The Backyard Bar Creating New Backyard
Bay View bar losing its patio to new restaurant, but creating new space by demolishing house.
The Backyard tavern in Bay View will soon have an entirely new backyard. And for the first time, it will actually be in the back.
In May, a restauranteur requested a zoning variance from the city to build a multi-building restaurant complex on the lot at 2159-2161 S. Kinnickinnic Ave. The news seemingly put an end to The Backyard actually having a “backyard.” The 60-foot-wide lot immediately south of the bar has spent the past decade as its patio.
A crew from Brew City Environmental & Restoration Services was on site Thursday wrecking the duplex. A permit lists the estimated cost of the job at $14,500.
The sideyard lot hasn’t always been vacant. When the two-story building that houses The Backyard was constructed in 1909, a commercial building with a movie theater sat on the now-vacant lot. That building was still standing in 1990, when the Wisconsin Historical Society surveyed the area, but permit records indicate it spent the next decade being written up by building inspectors for structural issues before being demolished in 2000.
The 1,100-square-foot house predated the tavern building. An 1894 Sanborn fire insurance map shows a house on the property, already set back from the street. But the 1910 map shows both the bar and the house, though the latter has a slightly different footprint and location than it did in 1894. It was not uncommon for houses in that era to be moved to the rear of the lot to allow a larger structure to be constructed in front.
The Backyard opened in 2011. Leaf, who also owns Sam’s Tap and Leaf Property Investments, acquired the tavern-duplex property the same year for $240,000.
Leaf did not respond to a comment by the time of publication.
Leaf, his investment firm and a property manager for his two East Side rooming houses face a discrimination charge by the U.S. Department of Housing and Urban Development (HUD) for allegedly violating the Fair Housing Act protected rights of a tenant on the basis of sex and disability. HUD, which announced the case in March, did not respond to a request for comment by the time of publication.
It is unclear if and when the sideyard lot would be developed.
Pramoth Lertsinsongserm, co-owner of Japanese and Thai restaurant Rice N Roll Bistro, is proposing to develop a $2.5 million restaurant complex on the 0.37-acre lot.
A two-story building would contain a dining room, kitchen and second-level deck on the north side of the lot. It would include a portion of the one-story garage structure currently in the middle of the lot, with the remainder of that garage stripped to its frame and becoming an outdoor seating area.
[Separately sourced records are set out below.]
PR #2898, opened 2021-04-16
Upgrade to Spring Boot 2.4.5

dbmalkovsky:
The Spring Boot Release Notes are [here](https://github.com/spring-projects/spring-boot/releases/tag/v2.4.5).

I made the dependency updates that I found in the release notes and ran "mvn clean test" with no errors. 

The only change I did *not* make is the update to HSQLDB (from 2.3.2 to 2.5.2) as it seemed like a big jump and I could not find any references to *org.hsqldb* in any file (other than pom.xml) in the project.    I suspect that it might be a candidate for removal from the project.

Note: I could not update to the version for spring-data-jpa as noted in the release notes because it caused compile errors in some tests.   Given that it was just in test files I left the version as it was.    There is a similar issue with the tests in the HTTP module and upgrading Jetty (not compile but runtime).

### DIFF
--- a/modules/flowable-app-engine-rest/pom.xml
+++ b/modules/flowable-app-engine-rest/pom.xml
@@ -17,7 +17,7 @@
 
     <properties>
         <project.build.sourceEncoding>UTF-8</project.build.sourceEncoding>
-        <jetty.version>9.4.38.v20210224</jetty.version>
+        <jetty.version>${jetty.version}</jetty.version>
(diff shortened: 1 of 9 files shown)


filiphr:
Thanks for the PR @dbmalkovsky. However, by now Spring Boot 2.5.0 has been released already. I would say we should upgrade to that version directly. Are you interested in doing that, or you want us to do that upgrade?

PR #2906, opened 2021-04-21
Minor Fix to Modeler - Create Event Model Logic

maisalragheb:
Create Event Model should add the payload params whether the send event task is triggable or not


filiphr:
Hey @maisalragheb,

Thanks for the PR. If the task is not triggerable the transaction will not stop and there it will continue immediately after sending the event. Can you please explain why you need the IN variables for such a task?

maisalragheb:
Hello, if the event model is not having any payload definition, the task is sending an event without any payload. The in params are needed in order to to createEventPayloadInstances. So we need to send an event containing a payload values without having to wait for another event to come.

The attached screenshot has a kafka topic for the event sent without having the event params

At offset 16 the issue was solved

Screenshot 2021-04-21 at 17 12 40

maisalragheb:
@filiphr in short, we need it to send event payload that is already existing in the process variables.

filiphr:
You are right @maisalragheb. Thanks for the detailed explanation. Looking at the code the `eventModel` is indeed for the outgoing event and the `triggerModel` is for the incoming.

P.S. I had this already typed out 10 minutes after your first reply, but it seems I didn't press the send button 😄

Issue #1309, opened 2024-08-09
`Select` error text is too small


agreatscott:
### Component/Module

`Select`

### Screenshots (if applicable)

![image](https://github.com/user-attachments/assets/5422251f-f923-42d6-b566-b60838686e3e)

### Expected Result

`Select` error text should be consistent with other Input errors

### Actual Result

`Select` error text is too small

### Additional Details / Context

This is only really noticeable when seeing the component next to another NDS input component

PR #1310, opened 2024-08-09
fix(Select): fix text size for Select error

agreatscott:
close https://github.com/narmi/design_system/issues/1309

Hard to tell from this screenshot, but the error text for the `Select` component is now consistent with other input components (namely, `TextInput`)

I've also noticed that `TextInput` has more space between the input field and the error message - this is caused by the recent addition of the character counter. I think we're better off without that space, so I've removed it

image

<br />

image

### DIFF
--- a/src/DropdownTrigger/index.js
+++ b/src/DropdownTrigger/index.js
@@ -1,6 +1,7 @@
 import React from "react";
 import PropTypes from "prop-types";
 import cc from "classcat";
+import Error from "../Error";
 
 /**
  * Generic trigger button for dropdowns. `DropdownTrigger` can be composed with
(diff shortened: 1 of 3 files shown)


src/DropdownTrigger/index.js
```diff
@@ -71,14 +72,7 @@ const DropdownTrigger = React.forwardRef(
...
         </div>
-        {errorText && (
-          <div className="nds-dropdownTrigger-error fontColor--error">
-            <span role="img" className="narmi-icon-x-circle fontSize--s" />
-            <span className="padding--left--xxs fontColor--error fontSize--xs">
-              {errorText}
-            </span>
-          </div>
-        )}
+        <Error error={errorText} />
```
akdetrick, line 75: ❤️

akdetrick (approved):

PR #1314, opened 2024-08-21
fix(Combobox, Select): color both input and dropdown borders on error

elliot-wilson:
I noticed that if you supply an `errorText` prop to a Combobox with children, the error highlighting doesn't apply to the border of the input.

image

This is different from the behavior for Select, for example:

image

As of this PR, the red border will apply to both the input and dropdown borders for both Combobox and Select:

image

image

image

I somewhat blindly followed some existing patterns, e.g.

https://github.com/narmi/design_system/blob/e75a10a84b6fd9f9d4296d0450f749d206f78f53/src/Select/index.js#L277-L281

and

https://github.com/narmi/design_system/blob/a468bba33e847a01f07b79197ef2f3b82bf42ce3/src/Combobox/index.js#L256-L262

I'm open to suggestions for other ways of doing this

### DIFF
--- a/src/Combobox/index.js
+++ b/src/Combobox/index.js
@@ -404,7 +404,7 @@ const Combobox = ({
             {...getMenuProps(layerProps)}
             style={{
               width: triggerBounds?.width || "auto",
-              transform: `translateY(${layerSide === "top" ? "0px" : "-22px"})`,
+              transform: `${errorText ? `translateY(${layerSide === "top" ? "0px" : "-22px"} )` : "none"}`,
               ...layerProps.style,
             }}
           >
--- a/src/Combobox/index.js
+++ b/src/Combobox/index.js
@@ -398,6 +398,7 @@ const Combobox = ({
                   isOpen && displayedItems.length > 0,
                 "nds-combobox-list--bottom": layerSide === "bottom",
                 "nds-combobox-list--top": layerSide === "top",
+                "nds-combobox-list--error": !!errorText,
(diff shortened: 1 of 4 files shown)


src/Combobox/index.js
```diff
@@ -403,6 +404,7 @@ const Combobox = ({
             {...getMenuProps(layerProps)}
             style={{
               width: triggerBounds?.width || "auto",
+              transform: `${errorText ? `translateY(${layerSide === "top" ? "0px" : "-22px"} )` : "none"}`,
```
elliot-wilson, line 407: I realize that this has a smell. I might be overlooking a more conventional way of doing this!

elliot-wilson:
> ideally we want the whole border here to be the error red vs mixing primary and red.

Yeah, I wondered about that! I've updated the PR so that it applies to the border to the dropdown, too -- for both Combobox and Select.

src/Combobox/index.js
akdetrick: This expression isn't very complicated. If we find ourselves doing more work than this in the future, we could do something like:

`getMenuStyle(triggerBounds, errorText, layerSide) // returns {}`

```
style={{
    ...getMenuStyle(triggerBounds, errorText, layerSize),
    ...layerProps.style
}}
```

✅ For now, I don't think any of the logic here is complicated enough to justify adding the indirection

akdetrick (approved):

PR #1315, opened 2024-08-22
feat(Checkbox): add condensed Checkbox

elliot-wilson:
Top margin was added to normal checkboxes that are subsequent siblings to normal checkboxes in https://github.com/narmi/design_system/pull/1089/files#diff-cfd872c173d6e6389363869af77b48becfc03fed480f697ec12eee4faea06f6aR7-R10

This results in spacing that is too large for our "filter chip" dropdowns, so we have to use custom styling to fend off the extra margin.

What we want:
image

What we get with the default:
image

To preserve backwards compatibility, I've added a new "condensed" kind that is like "normal", but without the extra top margin when there are multiple checkboxes. In my heart of hearts, I think the "normal" margin should be the one that changes, but I don't want to break anything.

Here's the Storybook in action:

https://github.com/user-attachments/assets/82909764-6ac9-4c18-be2f-fe3fb5158745

### DIFF
--- a/src/Checkbox/index.js
+++ b/src/Checkbox/index.js
@@ -164,7 +164,7 @@ Checkbox.propTypes = {
   /**
    * `normal` - visually matches a checkbox input
    *
-   * `condensed` - like `normal`, but without added top margin
+   * `condensed` - like `normal`, but without added top margin when there are multiple checkboxes
    * 
    * `card` - visually present as a toggleable card
    */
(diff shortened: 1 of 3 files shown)


akdetrick (approved):
Nice! This is 100% the preferred way to handle the design variation

hillarypollak:
this one looks good

PR #1316, opened 2024-08-22
feat(Combobox): allow custom end content

elliot-wilson:
Design would like to have a Combobox that doesn't have a up/down chevron indicating whether the Combobox is open/closed.

To address that in a more extensible way, I propose letting the consumer supply a `renderEndContent` function that receives an `isOpen` prop.

image

### DIFF
--- a/src/Combobox/index.js
+++ b/src/Combobox/index.js
@@ -121,6 +121,7 @@ const Combobox = ({
   errorText,
   icon,
   testId,
+  inputEndContent,
 }) => {
   const allChildren = React.Children.toArray(children);
   const hasCategories = allChildren.some(
@@ -363,11 +364,12 @@ const Combobox = ({
           value={inputValue}
           startIcon={icon}
           endContent={
+            inputEndContent === undefined ? (
             <span
               className={`fontSize--l fontColor--primary narmi-icon-${
                 isOpen ? "chevron-up" : "chevron-down"
               }`}
-            />
+            />) : inputEndContent
           }
           {...getInputProps({
             onFocus: () => {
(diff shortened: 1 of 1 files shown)


src/Combobox/index.js
```diff
@@ -363,11 +364,12 @@ const Combobox = ({
           value={inputValue}
           startIcon={icon}
           endContent={
+            inputEndContent === undefined ? (
```
akdetrick, line 367: I was going to suggest a prop default, but I see the scope of the render is needed to decide the icon

akdetrick (commented):
@elliot-wilson Do you think we'll ever need to make the end content aware of the open state?

If so, we should do this as a function instead:

`endContent={(isOpen) => <h1>this is {isOpen ? "open" : "closed"}, lol</h1>}`


Love the approach here either way

elliot-wilson:
> @elliot-wilson Do you think we'll ever need to make the end content aware of the open state?
> 
> If so, we should do this as a function instead:
> 
> `endContent={(isOpen) => <h1>this is {isOpen ? "open" : "closed"}, lol</h1>}`
> 
> Love the approach here either way

oh, yes, you're exactly right -- a function is the way to go. I'll update this!

src/Combobox/index.js
```diff
@@ -121,6 +135,7 @@ const Combobox = ({
   errorText,
   icon,
   testId,
+  renderEndContent = defaultRenderEndContent,
```
akdetrick, line 138: **Optional**

Renaming this `endContent` would make it easier to remember (although types will help in the future anyway)

akdetrick: oh, that's why:

```
* Signature: `(isOpen) => React.ReactNode`
```

akdetrick (approved):

Issue #1318, opened 2024-08-22
Typescript types are not generated in a usable manner


agreatscott:
The types generated by NDS typescript are not in a format readily useable by consumers. We should remedy that.

PR #1319, opened 2024-08-22
chore(types): adjust tsconfig and include index.js in types

agreatscott:
for https://github.com/narmi/design_system/issues/1318

~The changes to the component files are just to add `any`, which the new ts config was complaining about (we should actually define these types at a later point)~ I was able to avoid these changes by not setting `strict: true` in the tsconfig. We probably want to enable strict mode in the future. 

I published this code as a beta version on NPM `3.48.0-beta.1`, and confirmed that I'm able to view types in VS Code.

Notable changes to get this to work:
- Replacing the `outFile` in the tsconfig to `"outDir": "./dist/types",`
- creating an `index.ts` file at the root source, and including all typescript components there. I initially tried to just convert the existing `index.js` to typescript, but ran into trouble when the generated typings file tried to look for types in all the components, and I couldn't figure out an easy way to ignore or create an empty declaration file for the components still implemented in JavaScript. 
- Made sure to only `include` the typescript files in the tsconfig

As we convert the components to typescript, we'll have to add them to the `index.ts` and the `include` configuration, which is another step but not too bad. When they're all converted, we can remove the `index.js`, set the root source to `index.ts`, and simply include all typescript files.

### DIFF
--- a/tsconfig.json
+++ b/tsconfig.json
@@ -12,7 +12,6 @@
     ],
     "moduleResolution": "node10",
     "sourceMap": true,
-    "strict": true,
     "target": "ES6",
     "skipLibCheck": true,
     "esModuleInterop": true,
--- a/tsconfig.json
+++ b/tsconfig.json
@@ -10,7 +10,8 @@
         "ES2022",
         "dom"
     ],
-    "moduleResolution": "node10",
+    "moduleResolution": "NodeNext",
+    "module": "NodeNext",
     "sourceMap": true,
     "target": "ES6",
     "skipLibCheck": true,
@@ -18,25 +19,8 @@
     "jsx": "react-jsx",
     "emitDeclarationOnly": true,
     "outDir": "./dist/types",
-    "ignoreDeprecations": "5.0"
   },
   "files": [
-    "./src/index.ts",
-    "./src/types/Icon.types.ts",
-    "./src/Slider/Thumbs.tsx",
-    "./src/Slider/index.tsx",
-    "./src/SeparatorList/index.tsx"
-  ],
-  "include": [
-    "src/Alert/index.d.ts",
-    "src/index.ts",
-    "src/types/*.ts",
-    "src/Slider/*.tsx",
-    "src/SeparatorList/*.tsx"
-  ],
-  "exclude": [
-    "node_modules",
-    "dist",
-    "**/*.stories.tsx"
+    "src/index.ts"
   ]
 }
--- a/tsconfig.json
+++ b/tsconfig.json
@@ -1,16 +1,43 @@
 {
   "compilerOptions": {
-    "outFile": "./dist/types/index",
-    "target": "ES6",
-    "lib": ["ES2022", "dom"],
-    "allowJs": true,
-    "forceConsistentCasingInFileNames": true,
-    "module": "NodeNext",
-    "moduleResolution": "NodeNext",
-    "jsx": "react-jsx",
+    "alwaysStrict": false,
     "declaration": true,
-    "emitDeclarationOnly": true
+    "declarationMap": true,
+    "importHelpers": true,
+    "inlineSources": true,
+    "isolatedModules": true,
+    "lib": [
+        "ES2022",
+        "dom"
+    ],
+    "moduleResolution": "node10",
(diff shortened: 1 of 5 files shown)


tsconfig.json
```diff
@@ -1,16 +1,42 @@
...
+    "declaration": true,
+    "declarationMap": true,
+    "importHelpers": true,
+    "inlineSources": true,
+    "isolatedModules": true,
+    "lib": [
+        "ES2022",
+        "dom"
+    ],
+    "moduleResolution": "node10",
```
akdetrick, line 13: **Question**

Was setting a specific node runtime the fix here? (as opposed to an ES version/year?)

I struggled with this - there seems to be a few combinations between this config and the consumer that might work, but it seemed almost arbitrary.

tsconfig.json
```diff
@@ -1,16 +1,42 @@
...
-    "forceConsistentCasingInFileNames": true,
-    "module": "NodeNext",
-    "moduleResolution": "NodeNext",
+    "skipLibCheck": true,
+    "esModuleInterop": true,
     "jsx": "react-jsx",
-    "declaration": true,
-    "emitDeclarationOnly": true
+    "emitDeclarationOnly": true,
+    "outDir": "./dist/types",
```
akdetrick, line 20: 🙌 this is basically what I was trying to do in the first place!

tsconfig.json
```diff
@@ -1,16 +1,42 @@
...
   },
-  "include": ["**/*.ts", "**/*.tsx"],
-  "exclude": ["node_modules", "dist"]
-}
+  "files": [
+    "./src/index.ts",
+    "./src/types/Icon.types.ts",
+    "./src/Slider/Thumbs.tsx",
+    "./src/Slider/index.tsx",
+    "./src/SeparatorList/index.tsx"
```
akdetrick, line 28: **Question**

Why not just import everything we need in `./src/index.ts`?

tsconfig.json
```diff
@@ -1,16 +1,42 @@
...
+  ],
+  "include": [
+    "src/Alert/index.d.ts",
```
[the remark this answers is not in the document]
akdetrick: > As we convert the components to typescript, we'll have to add them to the index.ts and the include configuration, which is another step but not too bad.

I see 👍

akdetrick:
Is it okay that icon types are double nested? As long as consumers can pick them up when passing icon name props, it doesn't matter to me

```
└── types
    ├── SeparatorList
    │   ├── index.d.ts
    │   └── index.d.ts.map
    ├── Slider
    │   ├── Thumbs.d.ts
    │   ├── Thumbs.d.ts.map
    │   ├── index.d.ts
    │   └── index.d.ts.map
    ├── index.d.ts
    ├── index.d.ts.map
    └── types
        ├── Icon.types.d.ts
        └── Icon.types.d.ts.map
        ```

agreatscott:
> Is it okay that icon types are double nested?

Yeah I think this is fine - the typing structure just follows that of code itself, and we happen to place the icon types inside their own `type` dir... we then import and export it in `index.ts` so (I checked) consumers can `import { IconType } from @narmi/design_system` as expected. We could probably flatten this if we wanted to but I suggest we do that in a future change.

We don't actually reference the `IconType` anywhere in NDS yet (or at least not in a type we export) but we should.

tsconfig.json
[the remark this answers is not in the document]
agreatscott: This was accidentally included and I've removed it.

tsconfig.json
agreatscott: yes this is a smarter approach and I've simplified how we include files in `tsconfig.json`

tsconfig.json
agreatscott: Did some experimenting and had trouble with `NodeNext`, but `Node16` worked. So that's what we'll go with for now.

akdetrick (approved):
Looks good to go!

The `src/index.ts` as a source file for types is a good solution while we migrate more components to typescript

akdetrick:
semantic-release did its job; I missed that this was a `chore` commit. I'll push a `refactor` commit and force a release.

PR #1348, opened 2024-09-16
feat(RadioButtons): add checkmark variant

akdetrick:
closes NDS-461

Adds `checkmark` variant of `RadioButtons`. Useful for popovers with selection.

Example of where this would be used:
Screenshot 2024-08-22 at 10 36 44 AM

Screenshot from storybook preview:
Screenshot 2024-09-16 at 7 00 38 PM

### DIFF
--- a/src/RadioButtons/index.js
+++ b/src/RadioButtons/index.js
@@ -100,7 +100,7 @@ const RadioButtons = ({
                 role="presentation"
                 className={cc([
                   "nds-radio",
-                  { "narmi-icon-check": kind === "card" },
+                  { "narmi-icon-check": ["card", "checkmark"].includes(kind) },
                 ])}
               />
             </div>
@@ -147,7 +147,7 @@ RadioButtons.propTypes = {
    *
    * `card` - display input and label as a toggleable card
    */
-  kind: PropTypes.oneOf(["normal", "row", "card"]),
+  kind: PropTypes.oneOf(["normal", "row", "card", "checkmark"]),
   /**
    * Error message. When passed, the `error` prop will
    * render the radio group in an error state.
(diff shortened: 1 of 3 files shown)


src/RadioButtons/index.scss
```diff
@@ -136,6 +136,48 @@
...
+    &.nds-radiobuttons-option--focused .nds-radio,
+    &.nds-radiobuttons-option--checked .nds-radio {
+      visibility: visible;
+    }
+    &:hover .nds-radio,
+    &.nds-radiobuttons-option--focused .nds-radio {
+      color: var(--color-lightGrey);
+    }
+    &.nds-radiobuttons-option--checked {
+      color: var(--theme-primary);
```
laurenharpole, line 171: Notice and appreciate the use of an FI primary color for the checkmark

src/RadioButtons/index.js
```diff
@@ -100,7 +100,7 @@ const RadioButtons = ({
                 role="presentation"
                 className={cc([
                   "nds-radio",
-                  { "narmi-icon-check": kind === "card" },
+                  { "narmi-icon-check": ["card", "checkmark"].includes(kind) },
```
laurenharpole, line 103: Preface: this is an absolute nit, pr looks awesome!

`includes` checks for string elements in an array which containing a certain string value. This works well when we're checking for `kind` in a unique array of strings, but what if in the future, we want to add another`narmi-icon-check` that includes the word "card" or "checkmark"?

laurenharpole, line 103: Had an initial nit, but after double checking some includes behaviors, retracted it! This looks awesome

laurenharpole (approved):
Approved, looks great to me

PR #1349, opened 2024-09-16
fix(Dialog): prevent overflow gradient text overlap

akdetrick:
Closes NDS-401

Automatically add padding to the bottom of the content area equal to the height of the gradient when content is overflowing. This prevents the gradient from covering up the last line of text when you scroll to the bottom of the content area.

### DIFF
--- a/src/Dialog/index.scss
+++ b/src/Dialog/index.scss
@@ -1,3 +1,7 @@
+.nds-dialog {
+  --overflow-gradient-height: 20px;
+}
+
 .nds-shim--dark {
   position: fixed;
   top: 0;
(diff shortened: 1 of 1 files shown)


src/Dialog/index.scss
```diff
@@ -1,3 +1,7 @@
+.nds-dialog {
+  --overflow-gradient-height: 20px;
```
akdetrick, line 2: CSS Custom Properties cascade, so here I'm setting a var that only works within the children of `nds-dialog`, which prevents polluting our nice list of global vars

elliot-wilson: 🧠

elliot-wilson (approved):
EZ

PR #1356, opened 2024-09-19
feat(PageHeader): add PageHeader component

akdetrick:
Closes NDS-520

Adds `PageHeader` component. See storybook preview commented below for design review and docs.

### DIFF
--- a/src/IconButton/index.js
+++ b/src/IconButton/index.js
@@ -21,8 +21,9 @@ const IconButton = ({
   testId = "nds-icon-button",
   label,
   name,
-  onClick = () => {},
-  type,
+  // eslint-disable-next-line no-unused-vars
+  onClick = (e) => {},
+  type = "button",
   as = "button",
   ...otherProps
 }) => {
--- a/src/PageHeader/index.scss
+++ b/src/PageHeader/index.scss
@@ -1,0 +1,53 @@
+.nds-pageHeader {
+  background-color: rgba(var(--theme-rgb-primary), var(--alpha-10));
+}
+
+%chevron {
+  display: inline-flex;
+  align-items: center;
+  justify-content: center;
+  align-self: center;
+
+  .nds-pageHeader--hero & {
+    font-size: rem(24px);
+    width: rem(24px);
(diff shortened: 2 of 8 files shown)


src/IconButton/index.js
```diff
@@ -21,8 +21,9 @@ const IconButton = ({
   testId = "nds-icon-button",
   label,
   name,
-  onClick = () => {},
-  type,
+  // eslint-disable-next-line no-unused-vars
+  onClick = (e) => {},
```
akdetrick, line 25: stops the typescript complaints about number of args for this `onClick` prop

src/IconButton/index.js
```diff
@@ -21,8 +21,9 @@ const IconButton = ({
...
+  type = "button",
```
akdetrick, line 26: Set a sensible default here

akdetrick:
### Design notes

- Support truncation in breadcrumbs
   - Consider `PageHeader.Crumb` interface of children
- Check if we can include chevrons _inside_ row items for breadcrumbs, so they always come after the label


#### Example breadcrumbs
"Checking > Account Name could be really long and we would prefer truncation"

akdetrick:
### Proposed interface change

Per design feedback, we will need to individually control truncation behavior of breadcrumbs. This interface would also prevent the duck typing we're doing with the array-like interface

```
<PageHeader>
   <PageHeader.BackLink label="string" onClick={() => {}} />
   <PageHeader.Breadcrumbs>
      <PageHeader.Crumb label="Breadcrumb link" onClick={() => {}} />
      <PageHeader.Crumb label="Long ass account name that we need to truncate" truncate={true} />
      <PageHeader.Crumb label="Current page" />
   </PageHeader.Breadcrumbs>
   <PageHeader.Menu>
      <MenuButton>...</MenuButton>
   </PageHeader.Menu>
   <PageHeader.Actions>
      <Button kind="secondary" label="action 1" />
      <Button kind="primary" label="action 2" />
   </PageHeader.Actions>
</PageHeader>
```

PR #1365, opened 2024-09-23
feat(Error): enable displaying of multiple errors

graphicsforge:
resolves https://linear.app/narmi/issue/BANKW-1152/enable-display-of-error-arrays

Sometimes, more than a single error is present for a single field. When this happens, we may want to display all of the errors in a list:

Screenshot 2024-09-23 at 9 56 54 AM

### DIFF
--- a/src/Error/index.js
+++ b/src/Error/index.js
@@ -1,18 +1,37 @@
 import React from "react";
 import PropTypes from "prop-types";
 
-const Error = ({ error, marginTop = "xxs" }) => {
-  if (!error) return null;
+const ErrorLine = ({ errorLine, marginTop = "xxs" }) => {
+  if (!errorLine) return null;
   return (
     <div className={`nds-input-error margin--top--${marginTop}`}>
       <div className="fontSize--s margin--right--xxs narmi-icon-x-circle" />
-      {error}
+      {errorLine}
     </div>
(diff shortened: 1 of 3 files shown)


src/Error/index.js
```diff
@@ -1,18 +1,37 @@
...
+  marginTop: PropTypes.oneOf(["xxs", "xs", "s", "m", "l", "xl", "xxl", "none"])
+};
+
+const Error = ({ error, marginTop = "xxs" }) => {
+  if (!error) return null;
+  if (Array.isArray(error)) {
+    return (
+      <div className="nds-input-errorlist">
+        {error.map((errorLine, index) => (
+          <ErrorLine key={index} errorLine={errorLine} marginTop={index ? marginTop : "xxs"} />
```
xiexiewenting, line 24: nit: i feel like react yells at me if i use a mapped array index as the key "since it could change"

xiexiewenting (approved):

src/Error/index.js
graphicsforge: oh you're right! I absolutely should have used the errorLine as the key, lemme fix that

graphicsforge:
Screenshot 2024-09-23 at 10 15 38 AM

PR #1366, opened 2024-09-23
feat(timelineEvent): Add support for a tooltip to TimelineEvent

aundus:
ref FED-287 

Adds support for tooltip for the icon. Will allow for use in the fednow manager components.

### DIFF
--- a/src/TimelineEvent/index.js
+++ b/src/TimelineEvent/index.js
@@ -2,12 +2,13 @@ import React from "react";
 import PropTypes from "prop-types";
 import iconSelection from "src/icons/selection.json";
 import cc from "classcat";
+import ToolTip from "../Tooltip"
 
 export const VALID_ICON_NAMES = iconSelection.icons.map(
   (icon) => icon.properties.name
 );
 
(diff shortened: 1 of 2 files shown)


justinolianonarmi (approved):

src/TimelineEvent/index.js
```diff
@@ -79,6 +80,10 @@ TimelineEvent.propTypes = {
   /**
    * Timeline event content (any JSX)
    */
+  tooltip: PropTypes.string,
+  /**
+   * Hover tooltip content for the icon
+   */
```
akdetrick, line 86: jsdoc should be above proptype

```suggestion
  /**
   * Hover tooltip content for the icon
   */
  tooltip: PropTypes.string,
```

akdetrick (changes requested):
one small change; otherwise lgtm!

src/TimelineEvent/index.js
aundus: @akdetrick Updated!

akdetrick (approved):

PR #1370, opened 2024-09-23
fix(MenuButton): restore icon rendering

akdetrick:
closes NDS-577

The `MenuButtonItem` components passed into `MenuButton` get mapped to a react-aria MenuButton. When we refactored this component to use react-aria-components, we forgot to include rendering the `startIcon` prop where we render out the `menuItems`.

Now the `MenuButtonItem` only takes props and returns a fragment. The actual item rendering is in `MenuButton/index.jsx` now.

Screenshot 2024-09-23 at 1 13 24 PM


reshav-abraham (approved):

xiexiewenting (approved):
they're back !!

PR #1374, opened 2024-09-23
feat(Dialog): use condensed header in mobile viewports

akdetrick:
Closes NDS-570

Per design, makes the `Dialog` have a header style that matches our native mobile app when at small viewports.

Our `Dialog` has always taken over the full screen below the smallest viewport. Now the header changes visual display and we leave a little at the top of the screen so you can see the shim peek through

dialog-takeover


laurenharpole (approved):
Looks lovely, approved!

xiexiewenting (approved):
looks good!  🎉

PR #1491, opened 2025-01-10
refactor(Dialog): convert Dialog to typescript

akdetrick:
Closes NDS-874

Converts `Dialog` to typescript.


src/index.ts
```diff
@@ -56,7 +56,6 @@ declare const formatDate;
 
 export * from "./types/Icon.types";
 export {
-  // typed
```
akdetrick, line 59: The distinction between typed and untyped components in this `export` doesn't really matter as long as an export is present for each component.

Simplifying this

xian0831 (approved):

PR #1497, opened 2025-01-10
refactor(Tabs): convert Tabs to TypeScript

xian0831:
https://linear.app/narmi/issue/NDS-887/[nds-typescript]-convert-tabs-to-typescript

### DIFF
--- a/src/Tabs/Arrow.tsx
+++ b/src/Tabs/Arrow.tsx
@@ -1,10 +1,15 @@
-import PropTypes from "prop-types";
 import React, { useContext, useRef } from "react";
 import { CSSTransition } from "react-transition-group";
 import IconButton from "../IconButton";
 import TabsContext from "./context";
 
-const Arrow = ({ direction, onClick, show }) => {
+interface ArrowProps {
+  direction: string;
+  onClick?: () => void;
+  show?: boolean;
+}
+
+const Arrow = ({ direction, onClick, show }: ArrowProps) => {
   const { isResponsive } = useContext(TabsContext);
   const arrowRef = useRef();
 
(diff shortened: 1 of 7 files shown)


src/Tabs/Arrow.tsx
```diff
@@ -31,14 +36,4 @@ const Arrow = ({ direction, onClick, show }) => {
   );
 };
 
-Arrow.propTypes = {
-  /** Direction of the arrow button */
-  direction: PropTypes.string.isRequired,
-  onClick: PropTypes.func,
-  show: PropTypes.bool,
-  isResponsive: PropTypes.bool,
```
xian0831, line 39: `isResponsive ` is not passed in as a prop. Remove it from the type definition.

src/Tabs/TabsList.tsx
```diff
@@ -128,11 +137,11 @@ const TabsList = ({ children, xPadding = "none" }) => {
     <div className={isResponsive ? "display-flex" : ""}>
       <Arrow direction="left" onClick={onLeftClick} show={showLeftArrow} />
       <ul
-        ref={tabsListRef}
+        ref={tabsListRef as LegacyRef<HTMLUListElement>}
```
xian0831, line 140: Maybe there is a more proper way to do this. But it solves the type issue.

src/Tabs/TabsList.tsx
```diff
@@ -128,11 +137,11 @@ const TabsList = ({ children, xPadding = "none" }) => {
...
         role={hasPanels ? "tablist" : undefined}
         className={`nds-tabs-tabsList list--reset padding--x--${xPadding}`}
         onKeyDown={hasPanels ? handleKeyDown : noop}
-        tabIndex={hasPanels ? "0" : undefined}
+        tabIndex={hasPanels ? 0 : undefined}
```
xian0831, line 144: tabIndex takes number

src/Tabs/TabsList.tsx
akdetrick: Just learned about this today, but it seems like the right way to go

akdetrick (approved):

A smaller, one-story building would be located on the south side of the lot.
Dan Beyer of Dan Beyer Architects is leading the design of the proposed complex. Kelly Construction & Design would serve as the general contractor.
The Board of Zoning Appeals unanimously approved Lertsinsongserm’s plans last month.
Lertsinsongserm acquired the lot in March 2021 for $600,000 from longtime owner Ronald Wojciechowski. Leaf, according to city assessment records, never owned the side lot.